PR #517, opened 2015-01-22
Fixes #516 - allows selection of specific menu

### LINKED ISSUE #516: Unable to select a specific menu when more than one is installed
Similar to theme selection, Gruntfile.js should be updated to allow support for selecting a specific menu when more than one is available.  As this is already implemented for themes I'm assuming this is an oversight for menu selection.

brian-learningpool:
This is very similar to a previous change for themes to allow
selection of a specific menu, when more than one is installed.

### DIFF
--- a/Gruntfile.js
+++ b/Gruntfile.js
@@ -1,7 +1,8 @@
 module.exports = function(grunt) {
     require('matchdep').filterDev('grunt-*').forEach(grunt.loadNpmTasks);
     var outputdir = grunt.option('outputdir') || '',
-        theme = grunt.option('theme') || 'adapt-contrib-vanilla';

-- DESCRIPTION OF THE TASK --
Would you output the whole listing exactly as written?

-- EXERCISE SOLUTION --
PR #517, opened 2015-01-22
Fixes #516 - allows selection of specific menu

### LINKED ISSUE #516: Unable to select a specific menu when more than one is installed
Similar to theme selection, Gruntfile.js should be updated to allow support for selecting a specific menu when more than one is available.  As this is already implemented for themes I'm assuming this is an oversight for menu selection.

brian-learningpool:
This is very similar to a previous change for themes to allow
selection of a specific menu, when more than one is installed.

### DIFF
--- a/Gruntfile.js
+++ b/Gruntfile.js
@@ -1,7 +1,8 @@
 module.exports = function(grunt) {
     require('matchdep').filterDev('grunt-*').forEach(grunt.loadNpmTasks);
     var outputdir = grunt.option('outputdir') || '',
-        theme = grunt.option('theme') || 'adapt-contrib-vanilla';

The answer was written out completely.